A White House official confirmed that China-linked threat actor Salt Typhoon breached a ninth U.S. telecommunications company.
A White House official confirmed confirmed that China-linked APT group Salt Typhoon has breached a ninth U.S. telecoms company as part of a cyberespionage campaign aimed at telco firms worldwide.
“A White House official said Friday the US identified a ninth telecommunications company impacted by a wide-ranging Chinese espionage effort and that further steps are planned to curb cyberattacks from Beijing.” reported Bloomberg.
China-linked APT group Salt Typhoon (also known as FamousSparrow and GhostEmperor) and has been active since at least 2019 and targeted government entities and telecom companies.
White House cyber adviser Anne Neuberger revealed that the new victim of Chine-linked APT was discovered after Biden administration’s released guidance to detect their activity.
“The reality is that China is targeting critical infrastructure in the United States. Those are private sector companies, and we still see companies not doing the basics,” Anne Neuberger, the deputy national security advisor for cyber and emerging technologies, told reporters Friday.
“We know that voluntary cyber security practices are inadequate to protect against China, Russia and Iran hacking of our critical infrastructure,” Neuberger added.
In early December 2024, President Biden’s deputy national security adviser Anne Neuberger said that China-linked APT group Salt Typhoon had breached telecommunications companies in dozens of countries.
The Wall Street Journal reported that the senior White House official revealed that at least eight U.S. telecommunications firms were compromised in the attack.
The Salt Typhoon hacking campaign, active for 1–2 years, has targeted telecommunications providers in several dozen countries, according to a U.S. official.
“At this time, we don’t believe any classified communications have been compromised,” Neuberger said.
The deputy national security adviser said China accessed extensive metadata from targeted Americans while seeking specific communications, focusing regionally on government and political figures.

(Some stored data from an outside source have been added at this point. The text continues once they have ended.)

PR #3359, opened 2026-08-14
fix(meta): manifest the 17 bash attribute keys that rotted main red

ryanrozich:
**This unblocks every open PR in the repo.** `otel-attribute-audit — emitter=sh (canonical-event.sh) > no_missing_audit_entry` fails on **clean `origin/main`** (`890c12d91`), so it fails on every branch regardless of content.

## Why nobody saw it

`quality` is a **PR-only** check. Measured on `check-runs` for four consecutive main commits:

| commit | `quality` |
| --- | --- |
| `890c12d91` chore: release main | **NOT RUN** |
| `725922a8e` CTL-1835 | **NOT RUN** |
| `3f60190c6` CTL-1831 | **NOT RUN** |
| `388edf41b` CTL-1809 | **NOT RUN** |

So main can go red with no red run on main — the same silent-rot class as the release-please path skip. Filed separately as **CTL-1840** so the class gets closed, not just this instance.

## The fix

`extractShellAttributeKeys` deliberately captures **every** `"key":` in `canonical-event.sh` minus TS-interface-owned keys — its docstring says the remainder "is what the bash emitter contributes beyond the TS schema." So the manifest is meant to document all of them. Two merged changes added keys without entries:

- **CTL-1795's flat→OTel promotion map** — the six *left-side* v1 field names (`ticket`, `phase`, `bg_job_id`, `branch`, `orch_id`, `dominant_phase`). Classified **`conforming`**, deliberately not `rename-to`: nothing emits them under those names, so claiming a pending rename would be untrue *and* would require a `remediationCluster` for work that already shipped. Each note records the target it is promoted to.
- **CTL-1809's oversized-line tombstone** — it builds a complete v2 record inline, so the extractor also sees eight OTLP **log-record structural fields** (`ts`, `observedTs`, `severityText`, `severityNumber`, `body`, `message`, `attributes`, `resource` — conforming by construction) plus the tombstone's own three `catalyst.event.oversized.*` attributes (legitimately-custom).

`docs/otel-attribute-audit.md` regenerated with `bun run audit:gen` (the Phase-3 staleness gate).

## The gate is repaired, not silenced

The obvious failure mode for a fix like this is to make the check pass by widening it until it can never fail. Proven otherwise — inserting an unmanifested key into `canonical-event.sh`:

```
probe key inserted: 1
✗ otel-attribute-audit — Phase 2 > emitter=sh > no_missing_audit_entry
 22 pass / 1 fail
```

Restored: **23 pass / 1 skip / 0 fail**.

(First attempt at that proof inserted **0** keys because of a bad `perl` guard, and reported a meaningless GREEN — caught by asserting the probe count before trusting the result.)

### DIFF
--- a/plugins/dev/scripts/orch-monitor/docs/otel-attribute-audit.md
+++ b/plugins/dev/scripts/orch-monitor/docs/otel-attribute-audit.md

The White House aims to mandate minimum cybersecurity practices for telecoms, including secure configurations, anomaly monitoring, and strong key management, similar to rules in other critical infrastructures.
“We believe that if the companies had in place minimum [security] practices … that would make it far riskier, harder, and costlier for the Chinese to gain access and maintain access,” the senior administration official added.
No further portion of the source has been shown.